Study request and budget implications

Facilities leaders said they are requesting funding for an HVAC and facilities study (the department mentioned $250,000 as a planning figure) that would analyze HVAC, electrical and related infrastructure across all town buildings (schools, civic center, town hall, library, police and fire facilities). The department and commissioners discussed whether to limit the study to elementary schools or pursue a townwide scope; the commission and staff expressed a preference for a comprehensive approach to allow prioritization of capital planning.

Commissioners and staff noted capital‑budget timing issues: roof projects and large mechanical work likely require consideration on the next capital plan and may need special town meeting approval if costs exceed the operating/maintenance budget.
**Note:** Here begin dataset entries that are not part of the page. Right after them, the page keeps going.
PR #1333, opened 2025-01-02
Change visibility of testInfo and quorumTestHarness to protected so they can be used by subclasses

trnguyencflt:
Change visibility of testInfo and quorumTestHarness to protected so they can be used by subclasses.

This will help with customising subclasses for ce-kafka-rest to fix issue regarding deprecating zk.

### DIFF
--- a/kafka-rest/src/test/java/io/confluent/kafkarest/integration/ClusterTestHarness.java
+++ b/kafka-rest/src/test/java/io/confluent/kafkarest/integration/ClusterTestHarness.java
@@ -119,8 +119,8 @@ public abstract class ClusterTestHarness {
   private final boolean manageRest;
 
   // Quorum controller
-  private TestInfo testInfo;
-  private QuorumTestHarness quorumTestHarness;
+  protected TestInfo testInfo;
+  protected QuorumTestHarness quorumTestHarness;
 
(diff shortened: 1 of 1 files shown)


shubh-ranade (commented):
LGTM, being able to override these in subclasses would be helpful! I had a qq - does it matter if we expose getters setters instead?

trnguyencflt:
> LGTM, being able to override these in subclasses would be helpful! I had a qq - does it matter if we expose getters/setters instead?

we don't need to override these, I made them protected so that we can use them directly in subclasses.

if we expose getters/setters, that is more about for other classes/packages to be used, which we don't really need.

ijuma:
Exposing setters/getters is not helpful, but exposing only accessors (if that is all subclasses need) is a better way of doing things. Mutable fields across classes are to be avoided as much as possible.

trnguyencflt:
> Exposing setters/getters is not that helpful, but exposing only accessors (if that is all subclasses need) is a better way of doing things. Mutable fields across classes are to be avoided as much as possible.

@ijuma @shubh-ranade updated the code to expose accessors to subclasses

shubh-ranade (approved):
lgtm, thanks!

PR #1340, opened 2025-01-08
Remove kafka_2.13 dependency, only for testing and exclude log4j2 compatibility jar

trnguyencflt:
kafka-rest doesn't use kafka_2.13 other than testing so we remove the dep, also excluding log4j2 compatibility jars to make sure that we don't clash on logging library


ijuma (approved):
LGTM, thanks.

PR #1341, opened 2025-01-10
Copy createBrokerConfig from AK to kafka rest to avoid depending on u…

trnguyencflt:
…pstream

### DIFF
--- a/kafka-rest/src/test/java/io/confluent/kafkarest/integration/ClusterTestHarness.java
+++ b/kafka-rest/src/test/java/io/confluent/kafkarest/integration/ClusterTestHarness.java
@@ -34,11 +34,13 @@ import io.confluent.kafkarest.KafkaRestApplication;
 import io.confluent.kafkarest.KafkaRestConfig;
 import io.confluent.kafkarest.common.CompletableFutures;
 import io.confluent.rest.RestConfig;
+import java.io.File;
 import java.io.IOException;
 import java.net.ServerSocket;
 import java.net.URI;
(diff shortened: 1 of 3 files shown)


kafka-rest/src/test/java/io/confluent/kafkarest/integration/ClusterTestHarness.java
```diff
@@ -424,6 +437,160 @@ protected Properties getBrokerProperties(int i) {
...
 
+  private static boolean shouldEnable(
+      Option<SecurityProtocol> interBrokerSecurityProtocol, SecurityProtocol protocol) {
+    if (interBrokerSecurityProtocol.isDefined()) {
+      return interBrokerSecurityProtocol.get() == protocol;
+    }
+    return false;
+  }
+
+  public static Properties createBrokerConfig(
```
msn-tldr, line 448: @trnguyencflt is this taken from AK? If true can you add a comment linking to the source. That way its easy to track the source of there are any divergences in the future, and need to update.

msn-tldr (approved):
lgtm, 1 comment above.

kafka-rest/src/test/java/io/confluent/kafkarest/integration/ClusterTestHarness.java
trnguyencflt: added 👍

shubh-ranade (approved):
Thanks for the fix!

shubh-ranade (approved):

PR #1348, opened 2025-02-04
Use GroupState from AK instead of deprecated api

trnguyencflt:


shubh-ranade (approved):
Thanks for the PR! 

@trnguyencflt I didn't quite understand why changing the enum to a wrapper class is better for preserving REST API response compatibility. If we had kept the enum while using `GroupState` , how is that worse than having a wrapper class?

trnguyencflt:
> If we had kept the enum while using `GroupState` , how is that worse than having a wrapper class?

If we keep the enum while using `GroupState`, we still have the issue of not able to parse the GroupState, described here https://confluent.slack.com/archives/C085WE8JZJB/p1735074529676849, that will make us depend on the change from AK to propagate.

The wrapper class ensures that we keep up with the change from GroupState.

Using `GroupState` enum directly would be the best option, however, it is not possible because it overrides toString function (used by jackson serde) to return CamelCase state name instead of SCREAMING_SNAKE_CASE, that's why I use the wrapper class.

trnguyencflt:
> > If we keep the enum while using GroupState, we still have the issue of not able to parse the GroupState, described here https://confluent.slack.com/archives/C085WE8JZJB/p1735074529676849, that will make us depend on the change from AK to propagate.
> 
> @trnguyencflt I'm curious - would we have the same issue if we used the following?
> 
> ```
> public static State fromGroupState(GroupState state) {
>       try {
>         return State.valueOf(state.toString().toUpperCase(Locale.ROOT));
>       } catch (IllegalArgumentException e) {
>         return UNKNOWN;
>       }
> }
> ```

I think that would still return unknown because

`State.valueOf()` is expecting SCREAMING_SNAKE_CASE while `state.toString().toUpperCase(Locale.ROOT)` would return UPPERCASE.
this block might work

```
public static State fromGroupState(GroupState state) {
      try {
        return State.valueOf(state.name().toUpperCase(Locale.ROOT));
      } catch (IllegalArgumentException e) {
        return UNKNOWN;
      }
}
```

however, again, it goes back to an issue that we are creating our own enum State that is sensitive to change from upstream GroupState.

shubh-ranade:
> it goes back to an issue that we are creating our own enum State that is sensitive to change from upstream GroupState.

@trnguyencflt ahh I think I understand now. The problem is that having an enum `State` means we assume that `GroupState` has certain fixed values, for example `UNKNOWN`, `PREPARING_REBALANCE`, `COMPLETING_REBALANCE` if upstream `GroupState` changes, `State` enum has to be updated manually, for example when a new state is added or string casing is changed.

But by having a static class we can dynamically pull in the latest state values from upstream `GroupState` when computing `State.NAME_TO_ENUM`.

@trnguyencflt thanks for the explanation!

PR #1349, opened 2025-02-06
[KNET-17449] Implement hashCode for ConsumerGroup.State to satisfy equals contract

trnguyencflt:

Meeting context and next steps

Facilities staff and the commission agreed to fold the facilities requests into the FY26 operating and capital planning process. Commissioners asked for one year of operating experience with the new school so the town can better project ongoing maintenance and energy costs. The commission discussed using free‑cash and capital reserves to seed studies or early repairs, while reserving larger replacement work for the capital plan or a future town meeting vote.

Ending

No formal spending vote was taken on March 20. The facilities presentation will be considered in the commission’s upcoming budget vote scheduled for the next meeting; staff will supply updated encumbrance and contract figures and provide more detailed estimates for study scope and roof replacement costs.